C’est avec trois cris déchirants « Eurydice » que Christopher Ainslie débute son marathon vocal et scénique. Constamment sur scène et portant à lui seul une grande partie de la partition, le contre-ténor sud-africain nous livre un Orphée déchiré par la mort de son épouse. Si on peut regretter le manque de variété dans les nuances et une exécution parfois un peu scolaire (« Chiamo il mio ben cosi », acte I), son interprétation sobre et sans artifice reste néanmoins séduisante. Le contre-ténor pallie de plus le manque de puissance inhérent à sa voix en jouant la carte des contrastes avec ses partenaires : d’ailleurs, n’est-ce pas à l’aide de son chant pur et à sa douceur communicative qu’il arrive à apaiser les furies au début du deuxième acte ?

Muette, mais constamment sur scène pendant les deux premiers actes, c’est tout d’abord grâce à sa présence scénique que Marie-Adeline Henry convainc. Marionnette de la Mort, elle entame avec cette dernière un étrange ballet funeste. Dès sa prise de parole au début du troisième acte, la soprano déploie son timbre chaud et puissant pour imposer avec une facilité et une rapidité déconcertante une Eurydice bafouée. Tour à tour implorante ou menaçante, l’Eurydice de Marie-Adeline Henry complète harmonieusement l’Orphée tout en retenue de Christopher Ainslie. Leurs timbres s’accordant à merveille, ils nous livrent un magnifique et poétique duo au troisième acte.

Interprétée par Ana Quintans, Amour constitue un contrepoint à la mise en scène. En effet, tout détonne dans ce personnage. Son attitude est plus proche de celle d’une déesse capricieuse s’amusant avec les humains et essayant d’avoir le dernier mot sur la Mort plutôt que de la figure protectrice et désincarnée dont nous avons l’habitude. Ses gestes rapides et sa bonne humeur communicative contrastent avec la lenteur et la poésie du reste de la mise en scène. Enfin, l’association entre sa veste en cuir noir, son chapeau trilby et ses ailes blanches constitue un drôle de mélange entre modernité toute humaine et représentation très classique du monde des dieux. Si, au premier abord, cette vision du rôle semble curieuse et quelque peu maladroite, c’était sans compter l’intelligente scénique d’Ana Quintans, qui n’a pas oublié l’unique règle au théâtre : si on est convaincu de ce que l’on fait, on sera convainquant. À l’image de ses comparses, c’est en prenant le temps que la chanteuse arrive à imposer une nouvelle vision de son rôle.

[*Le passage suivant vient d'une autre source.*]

PR #427, opened 2017-04-30
Remove TODOs fixed by upstream Clang commit

kimgr:
This should fix our broken bot.

Clang r300938 caused these TODO:ed assertions to become unnecessary, which is nice. I haven't quite understood why. It looks like r300398 changes what is considered the definition in some circumstances, so it probably just shuffles responsibility around somehow.

It could be that this exposes another weakness in our `GetDefinitionAsWritten`, but it could also be something else entirely. I'd rather not spend more time on it.

### DIFF
--- a/tests/cxx/badinc.cc
+++ b/tests/cxx/badinc.cc
@@ -1417,13 +1417,10 @@ int main() {
   local_i2_template_class.InlFileTemplateClassFn();
   // IWYU: I2_TemplateClass is...*badinc-i2.h
   local_i2_template_class.a();
-  // TODO(csilvers): these first three errors are wrong, due to a bug
-  // in IntendsToProvide.  The file defining this template method
-  // *should* be providing badinc-i2-inl.h, but isn't (iwyu will
-  // suggest we add it).  So we don't detect that that file is
-  // responsible for these symbols, and not us.
-  // IWYU: I2_TemplateClass::I2_TemplateClass<.*> is...*badinc-i2-inl.h
-  // IWYU: I2_TemplateClass::~I2_TemplateClass<.*> is...*badinc-i2-inl.h
+  // TODO(csilvers): this first error is wrong, due to a bug in
+  // IntendsToProvide.  The file defining this template method *should* be
+  // providing badinc-i2-inl.h, but isn't (iwyu will suggest we add it).
+  // So we don't detect that file as responsible for these symbols, and not us.
   // IWYU: I2_TemplateClass::InlFileTemplateClassFn is...*badinc-i2-inl.h
   // IWYU: I2_TemplateClass is...*badinc-i2.h
   local_i2_template_class.CcFileFn();


vsapsai:
How far did you get with your investigation? Because I figured out that those 3 uses are triggered by `template<typename FOO> int I2_TemplateClass<FOO>::CcFileFn()` implementation that uses all 3 of them. I find that quite bizarre and want to try to understand it. What about limiting my investigation for 5 days? If I don't find anything by end of Friday, May 5th, then I agree to fix the symptoms and postpone root causing till the better times.

kimgr:
Not very far, I'm afraid.

`I2_TemplateClass` has declarations spread out over three different files, and I guess when Clang changes what it considers the definition, our declaration location shuffles between these three, But this is all very wishy-washy :)

I'd be happy to wait until Friday, you're usually much better at grasping the big picture. Understanding the root cause is always better than not.

vsapsai:
TL;DR your change is OK to commit, I don't have another fix.

Before r300938 we were reporting use for `I2_TemplateClass` constructor and destructor [in `HandleFunctionCall`](https://github.com/include-what-you-use/include-what-you-use/blob/master/iwyu.cc#L2479-L2490)

```c++
  bool HandleFunctionCall(FunctionDecl* callee, const Type* parent_type,
                          const clang::Expr* calling_expr) {
      return false;
    if (!callee || CanIgnoreCurrentASTNode() || CanIgnoreDecl(callee))
      return true;
    // We may have already been checked in a previous
    // VisitOverloadExpr() call.  Don't check again in that case.
    if (IsProcessedOverloadLoc(CurrentLoc()))
      return true;

    ReportDeclUse(CurrentLoc(), callee);
```

After r300938 we don't get to `ReportDeclUse` because `CanIgnoreDecl(callee)` returns true. And [`InstantiatedTemplateVisitor::CanIgnoreDecl`](https://github.com/include-what-you-use/include-what-you-use/blob/master/iwyu.cc#L2882-L2889) tells us

```c++
  // We ignore function calls in nodes_to_ignore_, which were already
  // handled by the template-as-written, and function names that we
  // are not responsible for because the template code is (for
  // instance, we're not responsible for a vector's call to
  // allocator::allocator(), because <vector> provides it for us).
  bool CanIgnoreDecl(const Decl* decl) const override {
    return nodes_to_ignore_.Contains(decl);
  }
```

When you check how `nodes_to_ignore_` are populated in [`TraverseExpandedTemplateFunctionHelper`](https://github.com/include-what-you-use/include-what-you-use/blob/master/iwyu.cc#L3184-L3203)

```c++
    // We want to ignore all nodes that are the same in this
    // instantiated function as they are in the uninstantiated version
    // of the function.  The latter will be reported when we traverse
    // the uninstantiated function, so we don't need to re-traverse
    // them here.
    AstFlattenerVisitor nodeset_getter(compiler());
    // This gets to the decl for the (uninstantiated) template-as-written:
    const FunctionDecl* decl_as_written
        = fn_decl->getTemplateInstantiationPattern();
    if (!decl_as_written) {
      if (fn_decl->isImplicit()) {     // TIP not set up for implicit methods
        // TODO(csilvers): handle implicit template methods
      } else {                         // not a templated decl
        decl_as_written = fn_decl;
      }
    }
    if (decl_as_written) {
      FunctionDecl* const daw = const_cast<FunctionDecl*>(decl_as_written);
      nodes_to_ignore_.AddAll(nodeset_getter.GetNodesBelow(daw));
    }
```

you see that we intentionally ignore function calls in instantiated template that are the same as in uninstantiated version. When in my repro case I replaced

```c++
I2_TemplateClass<int>* ptr = new I2_TemplateClass<int>(42, "hi");
```
with
```c++
I2_TemplateClass<FOO>* ptr = new I2_TemplateClass<FOO>(a_, "hi");
```

it started telling me again
```
tests/local/april_test_failure.cpp:20:3: warning: I2_TemplateClass::I2_TemplateClass<FOO> is defined in "tests/cxx/badinc-i2-inl.h", which isn't directly #included.
tests/local/april_test_failure.cpp:20:3: warning: I2_TemplateClass::InlFileTemplateClassFn is defined in "tests/cxx/badinc-i2-inl.h", which isn't directly #included.
tests/local/april_test_failure.cpp:20:3: warning: I2_TemplateClass::~I2_TemplateClass<FOO> is defined in "tests/cxx/badinc-i2-inl.h", which isn't directly #included.
```

Doing the same trick in `tests/cxx/badinc.cc` was unsuccessful and I didn't investigate it further.

Wrapping up the last loose end. `TraverseExpandedTemplateFunctionHelper` calls `decl_as_written = fn_decl->getTemplateInstantiationPattern();` and [r300938](http://llvm.org/viewvc/llvm-project?view=revision&revision=300938) changed `CXXRecordDecl::getTemplateInstantiationPattern`, that's how we work now with different template instantiation pattern.

kimgr:
Thanks! That helped me craft a better commit message. Merged.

C’est sans prononcer un seul mot qu’Uli Kirsch incarne la Mort. Implacable (quand elle emmène Eurydice dans les enfers, acte I), la Mort peut aussi être consolatrice (quand elle enlace Eurydice peinée par le refus d’Orphée de lui répondre, acte III), violente (quand elle pousse brusquement la table pour symboliser la deuxième mort d’Eurydice, acte III), mais aussi encourageante (quand son « ombre » pousse gentiment Eurydice vers Orphée, acte II).

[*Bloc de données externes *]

Issue #420, opened 2017-04-04
iwyu asserts when on using declaration.


zjturner:
```
template<typename T>
class Bar {
public:
  void foo() { }
};

class Baz : public Bar<Baz> {
  typedef Bar<Baz> BaseT;
    
  using BaseT::foo;
  void foo() { }
};

int main(int argc, char **argv) {
  return 0;
}
```

When you run iwyu against this, it asserts with: `iwyu_output.cc:1951: Assertion failed: using_decl->shadow_size() > 0`

It seems to be due to the fact that you brought the base declaration in, but then overrode all of the base class declarations anyway.  If you declare a second overload of foo() in the base class but keep the derived class the same, the assertion doesn't happen.  But if you add the second overload to the list in the derived as well, the assertion happens again.  So it is only caused by the fact that every overload has been re-declared.

kimgr:
Thanks for the report!

I reduced this to:

    class Bar {
    public:
      void foo() {}
    };

    class Baz : public Bar {
      using Bar::foo;
      void foo() {}
    };

I think the relevant language rule is described here:
http://en.cppreference.com/w/cpp/language/using_declaration

> If the derived class already has a member with the same name,
> parameter list, and qualifications, the derived class member hides
> or overrides (doesn't conflict with) the member that is introduced
> from the base class.

This probably makes Clang ignore the using-decl in favor of the more derived declaration.

I'll think about whether it's relevant to keep the assertion in a modified form, or just cut it.

kimgr:
@cdglove, we discussed this in:
https://github.com/include-what-you-use/include-what-you-use/pull/221#discussion-diff-41559781

The phrasing in the code around using decls and shadow decls makes my head spin... Do you think we could omit the synthesized forward-declare use if there are no shadows?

L’opéra se clôture sur un bel effet de lumière de Bertand Killy : l’avant-scène est plongée dans le noir ; seule une harpe aux reflets rouges présente sur l’avant-dernière marche des Champs-Elysées est éclairée par une lumière jaune venant côté cour. Dans cette ambiance clair-obscur, le harpiste interprète les notes finales de cette soirée. Tenu en haleine pendant plus d’une heure trente, le public célèbre les artistes avec des applaudissements enthousiastes, chaleureux et amplement mérités.